The Company’s effective income tax rate for the Second Quarter 2023 was a benefit of 20.7%, or $9.2 million, compared to 19.0%, or $3.1 million, during the Second Quarter 2022. The increase in the effective income tax rate and income tax benefit for the Second Quarter 2023 compared to the Second Quarter 2022 was primarily driven by the increase in the Second Quarter 2023 pretax loss compared to the pretax loss in the Second Quarter 2022 and the impact of nonrecurring items recognized in the Second Quarter 2023.

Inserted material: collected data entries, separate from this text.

Issue #1384, opened 2025-04-07
[Bug]: Pest internally throws  `$__latestDescription must not be accessed before initialization` when data provider returns empty array, instead of the expected `InvalidDataProviderException`


maples3:
### What Happened

Here is a minimal reproduction test case:
```php
test('example', function () {
    expect(true)->toBeTrue();
})->with(function () {
    return [];
});
```

It _looks_ like this is supposed to be throwing an `InvalidDataProviderException` exception alerting me that my data provider appears incorrect (`src/Metadata/Api/DataProvider.php`):
![Image](https://github.com/user-attachments/assets/dfd5bfb9-6ca1-45d5-9cda-d2de1451fe5f)

However, it is actually throwing a PHP error attempting to access the `$__latestDescription` variable:
![Image](https://github.com/user-attachments/assets/ff495904-cf32-4ffa-9bd2-3a926dfcedec)

### How to Reproduce

1. Create a brand new Composer project
2. `./vendor/bin/pest --init`
3. Add the above minimal reproduction test case to the automatically-generated example unit test.

### Pest Version

3.8.1

### PHP Version

8.3.19

### Operation System

Linux

### Notes

As a side note, it would be helpful if there was a mechanism to indicate "I expect no datasets here".

I have a different open issue (https://github.com/pestphp/pest/issues/1369) regarding filtering of test, and my workaround is to return an empty dataset array when a CLI filter is provided.  This workaround no longer works due to the `InvalidDataProviderException`, and it took a significant amount of time to realize that the `$__latestDescription must not be accessed before initialization` error was generated by Pest due to something going wrong when handling the `InvalidDataProviderException`

nunomaduro:
This issue is now fixed on Pest 4.

PR #1397, opened 2025-04-26
fix: initialize $__latestDescription to prevent fatal error with empty datasets

jeancodogno:
### What:

- [x] Bug Fix
- [ ] New Feature

### Description:

This fixes a fatal error caused when accessing the static property `$__latestDescription` before it was initialized. The error occurs in specific situations where a conditional dataset returns an empty array.

### Related:

#1384


nunomaduro:
whatever this is, this is fixed on pest 4.x

PR #1834, opened 2026-08-08
fix(bin): resolve vendor directory dynamically to support custom Composer layouts

emyassine:
**Summary**

The `bin/pest` binary hardcodes `dirname(__DIR__, 4).'/vendor/autoload.php'` to locate the autoloader when installed as a Composer dependency. This breaks for any project that sets a custom `vendor-dir` in `composer.json`, and also silently produces a wrong `$rootPath` when Composer's bin proxy injects a path containing `..` segments that bare `dirname()` does not resolve.

**Fix**

Three-step resolution, in priority order:

1. **Prefer `$GLOBALS['_composer_autoload_path']`** — Composer itself sets this in every generated bin proxy via `BinaryInstaller`. It always points at the correct autoloader for the project invoking the binary, regardless of what the vendor directory is named. PsySH relies on the same contract.
2. **Try `dirname(__DIR__, 3).'/autoload.php'`** — since Composer always installs binaries at `{vendor-dir}/{vendor}/{package}/bin`, going up 3 levels always lands in the vendor dir, whatever its name.
3. **Walk up the tree** as a last resort for unusual install layouts.

`realpath()` is applied before `dirname()` so bin proxy paths containing `..` don't corrupt `$rootPath`. A clear stderr message is emitted if no autoloader is found, instead of a cryptic PHP fatal.

**Tested**

Verified against a project using a custom `vendor-dir` (`third_party/`). Both `--init` and running a full test suite work correctly end to end:

```
$ ./third_party/bin/pest --init
   INFO  Preparing tests directory.
  phpunit.xml ........ File already exists.
  tests/Pest.php ..... File already exists.
  ...

$ ./third_party/bin/pest --test-directory=software/onboarding/tests software/onboarding/tests
   PASS  Webkernel\Onboarding\Tests\Unit\OnboardingRuntimeTest
  ✓ complete when satisfies without store
  ✓ manual complete uses store
  ✓ optional steps do not block completion
  ✓ wizard locks future steps
  ✓ custom is onboarding done gate
  Tests:    5 passed (18 assertions)
  Duration: 0.09s
```

No regression on standard `vendor/` layouts — the `$GLOBALS['_composer_autoload_path']` path resolves correctly there too.

**Functional changes**
- No change for standard `vendor/` layouts
- Projects with a custom `vendor-dir` now work correctly
- `$rootPath` is always derived from a resolved, canonical path

### DIFF
--- a/bin/pest
+++ b/bin/pest
@@ -1,8 +1,6 @@
 #!/usr/bin/env php
 <?php
-
 declare(strict_types=1);
-
 use Pest\Contracts\Restarter;
 use Pest\Kernel;
 use Pest\Panic;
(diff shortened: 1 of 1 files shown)


emyassine:
Hey @nunomaduro 

I did a small fix for bin/pest — it breaks silently on any project using a custom vendor-dir in composer.json. The hardcoded dirname(__DIR__, 4) just doesn't hold up, and bare dirname() on an unresolved Composer bin proxy path corrupts $rootPath on top of it.

The fix uses $GLOBALS['_composer_autoload_path'] first — which is a Composer contract, PsySH does the same — then falls back gracefully. No behaviour change for standard layouts. Hope it lands! 🙌****

I did the same for filament, still pending review : https://github.com/filamentphp/filament/pull/20254 by @danharrin

nunomaduro:
there is a alot of changes on this pr that are not related.

emyassine:
@nunomaduro Composer is made in a way that the vendor directory can be renamed (for a reason or another). If this PR seems with a lot of "unrelated" changes ... okey. But is it possible po have pestphp get the vendor fir from composer just like the ComposerScripts of laravel does ? 

The only changes i made by the way are contained in one block in the bin/pest file 

I am sure you can do the same thing in a better way ! 
If I knew how to do it so that it can be accepted i would have

Thank you by advance again 

Yassine

PR #1840, opened 2026-08-10
fix: reject a wrong-cased Tia page directory on case-insensitive filesystems

marventhieme:
## The bug

`JsModuleGraph::PAGE_DIR_CANDIDATES` probes `resources/js/Pages` before `resources/js/pages`, and the probe is a bare `is_dir()`. `is_dir()` ignores casing on APFS and NTFS — and, less obviously, on a macOS bind mount seen from inside a Linux container, which is what Docker Desktop and ddev give you by default. So in a project whose real directory is the lowercase `resources/js/pages` (the Laravel 12 starter-kit layout), the capital-P candidate resolves and is accepted.

That breaks a `--tia` run in two ways.

**1. The run dies after the summary and the graph is never persisted.**

`dirHasPageFile()` iterates the wrong-cased path, which populates the container's dentry cache under `Pages`. `fingerprint()` then walks `dirname($pagesDir)` = `resources/js`, gets the real lowercase `pages` back from `readdir()`, and `opendir()` on it hits the case-aliased entry and fails:

```
Tests:    914 passed (3632 assertions)

   UnexpectedValueException
  RecursiveDirectoryIterator::__construct(/var/www/html/resources/js/pages): Failed to open directory: No such file or directory
  at vendor/pestphp/pest/src/Plugins/Tia/JsModuleGraph.php:277
```

Exit code 1, and — the part that actually costs the user — the graph never lands, so every subsequent run reports `fresh graph` and Tia never replays anything. The directory obviously exists, which sends you looking in the wrong place.

**2. `bin/pest-tia-vite-deps.mjs` silently under-selects.**

`discoverPagesDir()` runs the same capital-first probe with `existsSync`, so `pagesDir` comes back wrong-cased and every page path derives from it via `resolve(dir, entry.name)`. Deps reached through the `@` alias resolve lowercase and still match, but anything imported *relatively* from inside a page keeps the wrong casing and never joins with the paths reported for changed files. Those edges quietly disappear and Tia selects too few tests. Fixing only the crash would leave this in place, so both probes are fixed here.

`TIA_VITE_PAGES_DIR` is not a workaround for this: `firstExistingPagesDir()` never reads it.

## The fix

After `is_dir()` / `existsSync()` passes, require each segment of the candidate to appear in its parent directory with exactly the casing the candidate asks for (`scandir()` / `readdir()` are case-exact on every filesystem). The wrong-cased candidate is then skipped and the loop falls through to the real directory.

The `TIA_VITE_PAGES_DIR` override stays exempt — that casing was stated explicitly.

Behaviour on case-sensitive filesystems is unchanged: `is_dir()` was already exact there, and the new check agrees with it.

## Tests

`tests/Unit/Plugins/Tia/JsModuleGraph.php` (new) and one case added to `tests/Unit/Plugins/Tia/ViteDepsHelper.php` for the Node side. The `matchesDiskCasing` assertions are filesystem-independent, so they hold the contract on Linux CI too.

One caveat worth stating plainly: `it('resolves the pages directory with the casing it has on disk')` is the test that actually reproduces the bug, and it can only *fail* on a case-insensitive filesystem — on Linux CI it passes both before and after. On macOS, against `5.x` without this patch, it fails with:

```
-'/…/resources/js/pages'
+'/…/resources/js/Pages'
```

## Verification

- `vendor/bin/pint --test --parallel`, `rector --dry-run`, `phpstan` — clean; type coverage 100%.
- `pest --exclude-group=integration` — 1548 passed.
- `pest --group=tia` — 198 passed.
- Reproduced and fixed on a real project: a Laravel 13 + Inertia app with lowercase `resources/js/pages`, on macOS under ddev with `performance_mode: none`. Inside the container, `is_dir('…/resources/js/Pages')` is `true` while `scandir` reports `pages`, and the same check against a container-native path (`/tmp`) is `false` — so it is the mount, not PHP. Before the patch `firstExistingPagesDir()` returned `…/resources/js/Pages` and the suite exited 1 with the exception above; after it, it returns `…/resources/js/pages`.

### DIFF
--- a/bin/pest-tia-vite-deps.mjs
+++ b/bin/pest-tia-vite-deps.mjs
@@ -190,6 +190,24 @@ async function listPageFiles(pagesDir) {
   return out
 }
 
+// `existsSync()` ignores casing on APFS and NTFS, and on a macOS bind mount seen from
+// inside a Linux container, so the `resources/js/Pages` candidate resolves in a project
+// whose directory is really `resources/js/pages`. Every page path is derived from the
+// directory we accept here, so the wrong casing would silently detach the pages tree from
+// the paths the PHP side reports.
+export async function matchesDiskCasing(projectRoot, rel) {
+  let current = projectRoot
+
+  for (const segment of rel.split('/')) {
+    let entries
+    try { entries = await readdir(current) } catch { return false }
+    if (!entries.includes(segment)) return false
+    current = join(current, segment)
+  }
+
+  return true
+}
+
 async function discoverPagesDir() {
   const override = process.env.TIA_VITE_PAGES_DIR
   if (override && override.length > 0) {
@@ -199,6 +217,7 @@ async function discoverPagesDir() {
   for (const rel of PAGE_DIR_CANDIDATES) {
     const abs = resolve(PROJECT_ROOT, rel)
     if (!existsSync(abs)) continue
+    if (!(await matchesDiskCasing(PROJECT_ROOT, rel))) continue
     const files = await listPageFiles(abs)
     if (files.length > 0) return abs
   }
--- a/src/Plugins/Tia/JsModuleGraph.php
+++ b/src/Plugins/Tia/JsModuleGraph.php
@@ -85,12 +85,37 @@ final class JsModuleGraph
                 continue;
             }
 
+            if (! self::matchesDiskCasing($projectRoot, $rel)) {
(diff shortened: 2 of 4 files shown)


marventhieme:
Implemented hours later via https://github.com/pestphp/pest/releases/tag/v5.1.0.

The Company’s effective income tax rate for Year-To-Date 2023 was a benefit of 20.3%, or $16.4 million, compared to (477.6)%, or $5.4 million, for Year-To-Date 2022. The increase in the effective income tax rate for Year-To-Date 2023 compared to Year-To-Date 2022 was primarily driven by the Year-To-Date 2023 pretax loss as compared to near break-even pretax income for Year-To-Date 2022 and the release of a reserve in the first quarter of Fiscal 2022 of $6.4 million for unrecognized tax benefits as a result of a settlement with a taxing authority which was nonrecurring, partially offset by the impact of nonrecurring items recognized in the Second Quarter 2023.
On March 27, 2020, the Coronavirus Aid, Relief, and Economic Security Act (the “CARES Act”) was enacted in response to the COVID-19 pandemic. The CARES Act allows net operating losses (“NOLs”) incurred in taxable years 2018, 2019, and 2020 to be carried back to each of the five preceding taxable years to offset 100% of taxable income and to generate a refund of previously paid income taxes. Pursuant to the CARES Act, the Company carried back the taxable year 2020 tax loss of $150.0 million to prior years. During the first quarter of Fiscal 2022, the Company received $22.0 million of this income tax refund and the remaining balance of $19.1 million as of July 29, 2023 is included within Prepaid expenses and other current assets on the Consolidated Balance Sheets.
The Company accrues interest and penalties related to unrecognized tax benefits as part of the provision for income taxes. The total amount of unrecognized tax benefits was $4.3 million, $3.6 million, and $2.3 million as of July 29, 2023, January 28, 2023, and July 30, 2022, respectively, and is included within long-term liabilities. Interest expense recognized in Year-To-Date 2023 and Year-To-Date 2022 related to unrecognized tax benefits was not significant.
The Company is subject to tax in the United States and foreign jurisdictions, including Canada and Hong Kong. The Company files a consolidated U.S. income tax return for federal income tax purposes. The Company is no longer subject to income tax examinations by U.S. federal, state and local or foreign tax authorities for tax years 2016 and prior.
Management believes that an adequate provision has been made for any adjustments that may result from tax examinations. However, the outcome of tax audits cannot be predicted with certainty. If any issues arise as a result of a tax audit, and are resolved in a manner not consistent with management’s expectations, the Company could be required to adjust its provision for income taxes in the period such resolution occurs.